Inclusion Criteria: * Male or female between 6 and 17 years of age, inclusive * Diagnosis of ADHD of the hyperactive or combined inattentive/hyperactive subtypes according to DSM-IV criteria * Minimum score of 26 on the ADHDRS-IV questionnaire at Baseline * General good health as judged by the Principal Investigator * Body mass index ≥ 5th percentile of the subject's age group according to the CDC growth chart. * Ability to swallow tablets * General IQ ≥80 as judged by the Principal Investigator * Subject as well as parent/guardian able to sign informed assent or consent form.

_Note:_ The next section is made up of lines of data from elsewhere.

PR #76385, opened 2023-04-28
Add E2E tests for theme switching

okmttdhr:
Related to #

## Proposed Changes

This is to test permutations for the Live Preview spike.

Just by running the E2E test, it automatically performs a theme switch and saves a screenshot of the screen we want to confirm instead of manually performing a theme switch every time.

## Testing Instructions

- `yarn workspace wp-e2e-tests build`
- `NODE_ENV=test yarn workspace wp-e2e-tests test -- test/e2e/specs/onboarding/theme-switch.ts`

## Pre-merge Checklist

### DIFF
--- a/test/e2e/specs/onboarding/theme-switch.ts
+++ b/test/e2e/specs/onboarding/theme-switch.ts
@@ -12,13 +12,14 @@ jest.setTimeout( TIMEOUT_1_HOUR );
 
 describe( DataHelper.createSuiteTitle( 'Theme Switch' ), () => {
 	// twentyeleven
-	const FROM = 'hemingway-rewritten';
+	// const FROM = 'hemingway-rewritten';
 	// const FROM = 'appleton';
-	// const FROM = 'pendant';
+	const FROM = 'pendant';
 
 	// const TO = 'hemingway-rewritten';
 	// const TO = 'pendant';
-	const TO = 'appleton';
+	const TO = 'business';
+	// const TO = 'appleton';
 
 	let page: Page;
 	let selectedDomain: string;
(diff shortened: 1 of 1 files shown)


worldomonation:
@okmttdhr Should I give this PR a pass, given that it's still in Draft state?

okmttdhr:
@worldomonation I'm sorry for the confusion. This implementation is only for testing theme switch locally (rather than manual testing by a human), and this PR is for sharing for @Automattic/lego.
I might eventually implement E2E tests for theme switching, but I'll create another PR in that case.

worldomonation:
> @worldomonation I'm sorry for the confusion. This implementation is only for testing theme switch locally (rather than manual testing by a human), and this PR is for sharing for @Automattic/lego. I might eventually implement E2E tests for theme switching, but I'll create another PR in that case.

Okay, just to clarify, this is an experimental PR and so I or KitKat doesn't need to review this, correct?

----

Side note, there are a few things in this PR that may cause issues with other specs because it modifies the state of `defaultUser`. I can note them in the relevant sections.

okmttdhr:
@worldomonation 
>Okay, just to clarify, this is an experimental PR and so I or KitKat doesn't need to review this, correct?

There is no need for you or KitKat to review this!

>Side note, there are a few things in this PR that may cause issues with other specs because it modifies the state of defaultUser. I can note them in the relevant sections.

Oh, thank you for your pointing that out.
Should I, perhaps, use another user or reset the state of `defaultUser`?

worldomonation:
> Oh, thank you for your pointing that out. Should I, perhaps, use another user or reset the state of `defaultUser`?

I don't recall whether the `defaultUser` used a block-based or non-block-based theme, but it would be best to stick with the same type of themes for the time being.

The concern I had was that, if `defaultUser` is used in Editor-related testing, the tests would be written to expect only one type of the theme. In the past we've had issues where a test account's theme was accidentally switched to a type it did not expect and led to many simultaneous failures.

With that said, I did take stock and it seems there are no crossover between `defaultUser` and Editor-related tests, so I think we're in the clear. That means **no need for you to clear/reset the state** of the user for now.

If you're going to be doing a lot more experimental work, we can set you up with a specific `legoUser` of some sort.

okmttdhr:
I understand! Thank you for sharing!

> The concern I had was that, if defaultUser is used in Editor-related testing, the tests would be written to expect only one type of the theme

For this time, I create a new site for every test for theme switching, so I don't think it will affect the existing test (unless accidents happen).

>If you're going to be doing a lot more experimental work, we can set you up with a specific legoUser of some sort.

But I'd love to have `logeUser` if we can!

okmttdhr:
Closing as this E2E no longer makes sense due to the UI changes.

Exclusion Criteria: * If female of child-bearing potential, pregnant or lactating or does not agree to use a medically acceptable form of birth control, such as hormonal medication, double-barrier method, or IUD * Presence of a clinically significant illness or abnormality on physical examination or clinical laboratory evaluations that, in the opinion of the investigator, would increase the safety risks from clonidine administration or interfere with the ability of the patient to take part in the study. * Presence of clinically significant abnormality on centrally interpreted Electrocardiogram (ECG) readings * History or presence of a concomitant psychiatric disorder requiring psychotropic medication or a severe concomitant Axis I or Axis II disorder that could interfere with study assessments in the judgment of the Principal Investigator * History of concomitant conduct disorder (CD) * History of seizures, except for a single episode of febrile seizure prior to age 2 * History of syncopal episodes * Presence of a disorder that would interfere with the absorption, metabolism, or excretion of clonidine * History of intolerance to clonidine, including any dermatologic reaction to transdermal clonidine * Presence or history of alcohol or drug abuse * Positive drug screen, with the exception of ADHD drugs * Use of any investigational drug within 30 days of study start.